Unfortunately, most solutions involve tradeoffs and are often very controversial as a result. Some side effects of implementing these solutions may include:

  • If spam is is detected and the email is bounced back to the sender, the sender's address is probably forged. This means random users will get spammed by these annoying bounce messages.
  • If spam is detected, but it is too late to reject the mail in the SMTP session, then an alternative approach would be to store the spam in a special spam folder, for later manual checking. Unfortunately, this job is often forgotten. As a result, ham that is incorrectly detected as spam can fall into a black hole, never to be seen again, without any errors.
  • Some people argue as a result that all spam checking has to be done in the SMTP session, where it can be rejected to the sender instead of relying on the sender's address^. Unfortunately, this means the checks have to be quick and use little memory, or there exists the risk that the software will fail under load^.
  • Some methods will slow down mail delivery, e.g. grey filtering.
  • Some methods make fundemental changes to the SMTP protocol, resulting in mail getting rejected that shouldn't be (e.g. grey listing or SPF checks). The counter argument is that any rejections will result in the sender being notified, and mail won't go down a black hole.
  • Spam filters still have room for improvement. Also see Slashdot article.

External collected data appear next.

PR #242, opened 2022-10-13
Apply UID tags to all applicable GCP resources

daniel-weisse:
### Proposed change(s)

- Apply the `constellation-uid` tag to all applicable resources created during `constellation create`
- Apply `constellation-use` label to loadbalancer resources, so they can be differentiate by means other than their name
- When choosing the Kubernetes loadbalancer, verify the `constellation-uid` label as well as verify that the `constellatio-use` labe is set to `kubernetes`

### Checklist

- [ ] Link to Milestone


daniel-weisse:
I also added the `constellation-role` to the instance labels.
IMO we should keep using instance metadata to retrieve UID and role information instead of checking the labels.
Open to removing role from labels

katexochen:
>  we should keep using instance metadata to retrieve UID and role information

why

daniel-weisse:
I think GCP mostly uses labels for visibility and organization purposes.
Metadata would be the "correct" way to pass information to a VM.

Of course, nothing is preventing us from using labels how we want

katexochen:
> Metadata would be the "correct" way to pass information to a VM.

You cannot do this on a scaling group etc, but we **must** get things like role etc for multiple resources, not only VMs. Therefore metadata is a bad choice, as I already said in our last talk on this matter.

daniel-weisse:
Currently we set `constellation-role`, `kube-env`, and `constellation-uid` using metadata.
If people are in favor of using labels/tags wherever possible, we can completely move role and uid from metadata to labels.

katexochen:
We should use the new tags in the operator to identify the the scale set role etc. without name parsing etc. Do you want to implement it in this PR or in another?

daniel-weisse:
Would prefer to do further refactoring in a new PR

katexochen (approved):
lgtm :tulip:

PR #249, opened 2022-10-13
Fix config check for debug image

katexochen:


Nirusu (commented):
I don't know, I would keep the old check for consistency and just make it case insensitive via `(?i)` (if everything can indeed be insensitive) or partially insensitive for every part we adjust before passing to Terraform.

Personally I don't like using too much Regex for simple tasks, too. But in this case it seems somewhat warranted as a sanity check for the config value, and now it's inconsistent with the GCP implementation.

katexochen:
It checks precisely on the image gallery. Any addition to that wouldn't add benefit.

Nirusu:
Doesn't check if it's a community gallery, though.

katexochen:
You want to cover the case where someone names any resource with the UUID of this gallery?

Nirusu:
Current check does that just fine though... I don't really see the benefit of weakening the check here just to avoid checking casing.

katexochen:
It's not a weakening. It's a code simplification while keeping the check equally strong (based on UUID).

Nirusu:
It's not equally as strong as:
`/communityGalleries/ConstellationCVM-b3782fa0-0df7-4f2f-963e-fc7fc42663df/imaGEes/consteLLation/verSioNs/2.1.0`
would pass the check but does not work in reality ;)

  • Some rule based systems need to be constantly updated, such as SpamAssassin. It has been argued that spammers will check with many common programs first to ensure their spam will be classified as ham. As such, it is argued that such checks are useless, and only increase the chance of detecting ham as spam.
  • Email callbacks: problems and workarounds.
  • Some methods may initially seem simple, but require extra infrastructure. For example:
    • SPF may require implementation of SMTP authentication where it wasn't previously required.
    • SPF may require Sender Rewriting Scheme (SRS) for mail forwarding.